Add fspacectl(2), vn_deallocate(9) and VOP_DEALLOCATE(9).
fspacectl(2) is a system call to provide space management support to
userspace applications. VOP_DEALLOCATE(9) is a VOP call to perform the
deallocation. vn_deallocate(9) is a public KPI.
The purpose of proposing a new system call, a KPI and a VOP call is to
allow bhyve or other hypervisor monitors to emulate the behavior of SCSI
UNMAP/NVMe DEALLOCATE on a plain file.
fspacectl(2) comprises of cmd and flags parameters to specify the
space management operation to be performed. Currently cmd can be
SPACECTL_DEALLOC, and flags has to be 0 for SPACECTL_DEALLOC
operation.
fo_fspacectl is added to fileops.
VOP_DEALLOCATE(9) is added as a new VOP call. A trivial implementation
of VOP_DEALLOCATE(9) is provided.
Submitted by: Ka Ho Ng <khng@freebsdfoundation.org>
Sponsored by: The FreeBSD Foundation
I think it's worth commenting here that the reason we are CTASSERT'ing the size was because we wanted to make sure that for both 32-bit and 64-bit variants, the struct have the same layout (and thus the compat32 call can just use the same struct); having it in the same block of asserting size_t was confusing for me in the first glance.
Is this intentional? If so, could you please add a comment explaining why we are ignoring ERESTART/EINTR/EWOULDBLOCK? (I think this is different from short read/write and these shouldn't be ignored?)
I believe that was already discussed, and now you returned back the same errant behavior. Unix convention is that error return is only acceptable if the file content was not changed at all. If syscall did modified the file, regardless was it completed WRT requested op, or just a partial execution, userspace must know exactly what was done.
I think that this requires translation for compat32, because spacectl_range contains off_t. Look how freebsd32_lseek() handles that, in particular the big- vs. little-endian versions of PAIR32TO64.
I wonder if it make sense to change the fspacectl(2) interface while not too late and split in and out spacectl_range. Basically keep original spacectl_range as is, and copy out optional processed length:
fspacectl(int fd, int cmd, const struct spacectl_range *sr, int flags, off_t *length);
This was copied from shm_dotruncate_locked(), right? It misses the vm_pager_has_page() case. Basically, the page that you need to partially zero might be not resident but swap contains the user data. So we need to read the page from swap.

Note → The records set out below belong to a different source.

Issue #2493, opened 2024-03-14
Improve scoreboard API endpoints for scoreboard matrix and top per challenges category


erdnaxe:
**Current situation**:

In current CTFd API, there are 2 endpoints for scoreboards:

- `/api/v1/scoreboard/`: return the whole standings, with team members. In core-beta theme, this is used to generate the scoreboard table.
- `/api/v1/scoreboard/top/10`: return the detail of the top 10 standings (each challenge with solve date). In core-beta theme, this is used to generate the scoreboard table.

These API endpoints seems to have been designed with `core-beta` theme in mind, and are not really generic.

**What I am trying to achieve**:
I am trying to add a scoreboard matrix page, and a top 3 scoreboard per category (crypto, reverse...).

Here is a render of such matrix (done with Jinja2 templates, and a lot of dirty patching of CTFd code):
![image](https://github.com/CTFd/CTFd/assets/2663216/b79735c1-67f3-44b5-8229-c463013b7a9d)

Here is a render of the top 3 page:
![image](https://github.com/CTFd/CTFd/assets/2663216/06274f0f-eee1-49aa-8a09-d88e7efff415)

**Limitations observed in current API**:
To generate the matrix, I could use `/api/v1/scoreboard/top/100`, but there is no pagination support in the API, and I need some details that only `/api/v1/scoreboard/` provides.
First/second/third blood information is also missing from API.

To generate the top 3 per challenge, I would need `/api/v1/scoreboard/top/3`, but with an extra parameter to specify a challenge category.

**API changes proposal**:

- Add a `category` optional parameter to `ScoreboardDetail`, to easily get the top players/teams in one category.
- Add a `bracket_id` optional parameter to `ScoreboardDetail`, to easily get the top players/teams in one bracket: https://github.com/CTFd/CTFd/pull/2495
- Make the `count` parameter in `ScoreboardDetail` optional, or add pagination in the API (`count` + `offset` parameters ?).
- Make `ScoreboardDetail` returns information `ScoreboardList` is already returning: https://github.com/CTFd/CTFd/pull/2494
- Add first/2nd/3rd blood information in the `solves_mapper` in `ScoreboardDetail`. This could be done with a query to get  `account_id` and `challenge_id` from `Solves`, ordered by `Solves.date.asc()`, and limited to 3 per `challenge_id`.

**Environment**:

- CTFd Version/Commit: fde98ce6f7e3e0a5f0a750374e8263d8f7f4054a
[...]

PR #2494, opened 2024-03-15
Return more fields in ScoreboardDetail

erdnaxe:
Linked to issue https://github.com/CTFd/CTFd/issues/2493

When using CTFd API, I would expect `ScoreboardDetail` to return more information than `ScoreboardList`. JavaScript codes need to query twice the API then merge information.

This patch proposes to expose more fields for each standing in `ScoreboardDetail`.

*Note: renaming `id` to `account_id` would be nice, but it would break backward compatibility, so I'm not proposing that.*

### DIFF
--- a/CTFd/api/v1/scoreboard.py
+++ b/CTFd/api/v1/scoreboard.py
@@ -142,10 +142,14 @@ class ScoreboardDetail(Resource):
                 solves_mapper[team_id], key=lambda k: k["date"]
             )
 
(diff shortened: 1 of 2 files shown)


ColdHeat:
Thanks for catching this. I think this endpoint just got missed during Brackets implementation.

ColdHeat:
You could possibly consider adding the account_id field instead of replacing the id field. Perhaps in a seperate PR.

Perhaps you should refactor code to instantiate the page from shm_dotruncate_locked() and reuse it. Perhaps the code should take some control which region of the page should be cleared, to be passed to pmap_zero_page_area().
BTW, I suggest to remove the error != 0 check at all. Copy *rqsr into *rmsr at the very beginning of kern_fspacectl() if rmsr != NULL, and it should be fine.
Minor change in kern_fspacectl(2): No need to copy rqsr into *rmsrp in the very beginning since things in *rmsrp is useless if error != 0. This reduces the lines further.
I still insist on copying out rmsr always, not only on error == 0. For instance, if errno == ENOSPC, you still might have modified parts of the file, and it is important for usermode to know.